**TASK BRIEF:** Below are records. Count every line containing the word "needed" and give the number alone.

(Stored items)
========

PR #208, opened 2017-04-23
Fix hawkular client specs to take into account VCR_UPDATE.

rubenvp8510:
Also, take into account on some tests when the agent is immutable.


rubenvp8510:
@josejulio @cfcosta Could you please review?

spec/integration/hawkular_client_spec.rb
```diff
@@ -50,24 +60,28 @@ module Hawkular::Client::RSpec
...
 
       it 'Should work with URI on metrics client' do
         uri = URI.parse HOST
         opts = { tenant: 'hawkular' }
-        ::RSpec::Mocks.with_temporary_scope do
-          mock_metrics_version
-          the_client = Hawkular::Metrics::Client.new(uri, @creds, opts)
-          expect { the_client.http_get '/status' }.to_not raise_error
+        record('HawkularClient', nil, cassette_name) do
+          ::RSpec::Mocks.with_temporary_scope do
```
cfcosta: Why the temporary scope is needed here?

rubenvp8510: It's seems like is not necessary there, I just copy & paste

rubenvp8510:
Any other observations for this PR?

josejulio:
This looks good now.
@cfcosta If we are going to do something about that immutable_agent flag, i suggest to do in a separate PR and tackle all the places where is used.

WDYT?

jotak:
Do we plan to merge it soon? (I mean, like today :) )
It would fix some tests for #196 (and also has some conflicts with it)

rubenvp8510:
If no one has any more comments on this I think is probably that this could be merged soon (today) :D.

@josejulio @cfcosta there is any other comments?

josejulio:
LGTM

PR #210, opened 2017-04-25
Use hawkular tenant in hawkular_client_spec.rb

jotak:
Tests were failing when run with VCR_OFF=1 flag. Tenant should be given here.


rubenvp8510:
I did some general fixes to this tests on https://github.com/hawkular/hawkular-client-ruby/pull/208

PR #213, opened 2017-04-26
fixing typos in release notes and adding the release notes for 3.0.1

jkremser:
also removing the `link:` prefix from `README.rdoc` because it caused the url on http://www.hawkular.org/hawkular-client-ruby/docs/latest/ page to look like this:

`http://www.hawkular.org/www.hawkular.org/hawkular-client-ruby/docs/latest/file.api_breaking_changes.html`

which obviously doesn't work


josejulio:
LGTM

PR #217, opened 2017-05-02
WIP - Show trace that we are ignoring mutable or immutable tests

josejulio:


josejulio:
@israel-hdez @cfcosta 
Could you please comment on this WIP ?
This is meant to 

1. Fetch the agent (either hawkular wildfly agent or javaagent). Hawkular-services is now using javaagent, so I'm updating to fetch the agent (the old path and the type are irrelevant to the tests, we just want the feed agent)
2. Explicitly do a set of tests that run on mutable agent or immutable agent. Since both tests are the same but the output is different. I wrapped the actual test in a function and calling them depending on the context.

spec/integration/operations_spec.rb
```diff
@@ -169,34 +176,51 @@ module Hawkular::Operations::RSpec
...
-          expect(actual_data['status']).to eq('OK') unless @agent_immutable
-          expect(actual_data['message']).to start_with('Added JDBC Driver') unless @agent_immutable
-          expect(actual_data['driverName']).to eq(driver_name) unless @agent_immutable
-          expect(actual_data).to include('Command not allowed because the agent is immutable') if @agent_immutable
+          wait_for actual_data
+        end
+
+        context 'Mutable agent' do
+          before(:each) do
+            skip 'mutable agent specs don\'t run on immutable agent' if @agent_immutable
```
cfcosta, line 205: I still don't like this. We should duplicate the setup to create one mutable and one immutable, if that's what it takes. Tests should be predictable, and any behaviour that introduces variants should be extracted into different tests/different contexts.

spec/integration/operations_spec.rb
```diff
@@ -134,9 +134,20 @@ module Hawkular::Operations::RSpec
...
 
       describe 'Operation/Operation' do
-        before(:all) do
-          @random_uuid = SecureRandom.uuid
-          @not_so_random_uuid = 'not_so_random_uuid'
+        let(:random_uuid) do
+          SecureRandom.uuid
+        end
+
+        let (:not_so_random_uuid) do
```
cfcosta, line 141: Why do we need this? `let` declarations are memoized thorough the test case, so while it is random, it is consistent.

cfcosta (changes requested):

spec/integration/operations_spec.rb
josejulio: I suppose that's what it needs to be done. run two servers, group the tests and run mutable tests on a second server / feed.

spec/integration/operations_spec.rb
josejulio: I need a random uuid, one for the whole run is OK.

spec/spec_helper.rb
```diff
@@ -196,17 +196,22 @@ def host(type)
...
+      resource_type_id: 'Hawkular WildFly Agent'
+    )
+    inventory.list_resources_for_type(resource_type_path, true).first
   end
 
-  def in_container(inventory, resource_path)
-    properties = inventory.get_resource(resource_path, true).properties
+  def agent_in_container?(agent)
+    properties = agent.properties
     properties.key?('In Container') ? (properties['In Container'] == 'true') : false
```
cfcosta, line 210: `properties['In Container'] == 'true'`

spec/spec_helper.rb
```diff
@@ -196,17 +196,22 @@ def host(type)
...
   end
 
-  def immutable(inventory, resource_path)
-    properties = inventory.get_resource(resource_path, true).properties
+  def agent_immutable?(agent)
+    properties = agent.properties
     properties.key?('Immutable') ? (properties['Immutable'] == 'true') : false
```
cfcosta, line 215: Same here.

spec/spec_helper.rb
cfcosta: Or even better, `agent.properties['In Container'] == 'true'`, and we don't even need the temporary variable.

spec/integration/operations_spec.rb
israel-hdez: I think @cfcosta  is saying that you can remove `not_so_random_uuid`. Instead, use `random_uuid` everywhere and the tests will be fine.

josejulio:
Closing as we may follow other path.

israel-hdez (commented):
@cfcosta has already pointed everything.
Is there any documentation for hawkular operations API? I couldn't find anyting in hawkular's website.

spec/integration/operations_spec.rb
josejulio: Actually i need `not_so_random_uuid` to stay the same between runs. I suppose the name could be changed to `fixed_id` or something like that.

josejulio:
@israel-hdez  some info is on the following links:

https://github.com/hawkular/hawkular-commons/tree/master/hawkular-command-gateway/hawkular-command-gateway-api
https://github.com/hawkular/hawkular-commons/tree/master/hawkular-command-gateway/hawkular-command-gateway-api/src/main/resources/schema

PR #218, opened 2017-05-02
Updating specs to pass on latest hawkular-services with hawkular java…

josejulio:
…agent

The scope of this PR is to make the tests compatible when running on against a hawkular-services with javaagent [0.37.0.Final](https://github.com/hawkular/hawkular-services/releases/tag/0.37.0.Final).

The agent is on a different path. 
The API to fetch the resources types is now used to successfully select any of the two agent types.
Some other tests required small changes.

// cc @pilhuhn


josejulio:
Finally green...

Had to modify the hawkular-javaagent-config.yaml from the `hawkular-services` image a bit to scan more frequently.

josejulio:
Also, this should make [hawkular-bot](https://github.com/hawkular/hawkular-services/pull/154#issuecomment-298724097) happy.

josejulio:
@israel-hdez could you take a look please?

spec/integration/inventory_spec.rb
```diff
@@ -152,7 +152,7 @@ module Hawkular::Inventory::RSpec
         it 'Should list resources for feed' do
           resources = @client.list_resources_for_feed feed_id
 
-          expect(resources.size).to be(2)
+          expect(resources.size).to be >= 2
```
israel-hdez, line 155: Hope some day we can find a way to make this more reliable.

.travis/wait_for_services.rb
```diff
@@ -40,6 +40,6 @@
     end
   end
 end
-puts 'Waiting 2 minutes for agent to complete it\'s first round...'
-sleep 120
+puts 'Waiting 1 minute for agent to complete it\'s first round...'
+sleep 60
```
israel-hdez, line 44: Is there a way to find if the agent already did its first round?
I don't like too much the idea of just waiting and then hope that it is done.

israel-hdez (approved):
It looks good.
I just placed a some questions that you may know how to answer.

.travis/wait_for_services.rb
josejulio: Not really sure, 1 minute should be more than enough on these tests.
I guess there is not a really way to know when the agent has finished (except for reading that every resource is in place, which is what the tests does).
Anyway most of the tests have a wait mechanism to not fail immediately but give some time before actually failing.

spec/integration/inventory_spec.rb
josejulio: Well, we must ask ourselves what are we really testing here, the fact that we should get feeds or that hawkular-services should have 2 (or 4, as the current configuration of the javaagent does).

If both, we can configure our hawkular-services's agent (as [done](https://github.com/josejulio/hawkular-client-ruby/blob/b4d5450fedd13ea055bc2a5f00ab752bed5d57ff/.travis/build_config_for_testing.rb) in this PR to increase its scan frequency) to be more specific on what we expect of it. 

IMO that would be more fit on a separate PR on which we should decide what we really want to test and how to configure it.

israel-hdez: Yes, that's for another PR.

Some days ago, I was thinking that we should manually place metrics, alerts and inventory under another tenant and don't rely on the agent. Using another tenant will make the test data "safe" from being updated because of the agent running in hawkular services.

Whatever we are trying to test here, it is related to "feeds". And feeds is a general concept in inventory, not agent specific. We should be able to manually register a feed and turn this test into a predictable one.

israel-hdez:
I'm merging if nothing else is needed.

spec/integration/inventory_spec.rb
josejulio: Just take in considerations that the same tests also run on every `hawkular-services` PR  ( @pilhuhn asked me to do that  ) as a way to early check for changes that would break compatibility with the client.

As of inventory.3 we are not longer able to write data into inventory (yet), the only capable of that are the agents.

We can make these tests predictable by updating hawkular-agent-configuration.yaml

PR #219, opened 2017-05-03
Escaping feed_id before using it in list_metric_types

israel-hdez:
list_metric_types assumes that the received feed_id is unescaped and
escapes it to form a CanonicalPath. Because the passed feed_id comes
from a CanonicalPath, it is already escaped and must be unescaped to
avoid double unescaping it.

NOTE: This should be released as 3.0.2. It is causing an error in MiQ.


israel-hdez:
@Jiri-Kremser can you take a look and release, if you are ok?

jkremser:
lgtm

PR #220, opened 2017-05-04
Release notes and readme

jkremser:
I fixed also some links in the readme file, because some are not valid because of the renaming of the clients and some are not working from this context http://www.hawkular.org/hawkular-client-ruby/docs/latest/

@israel-hdez could you pls merge?


israel-hdez:
Looks good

========

**TASK OUTPUT:** 2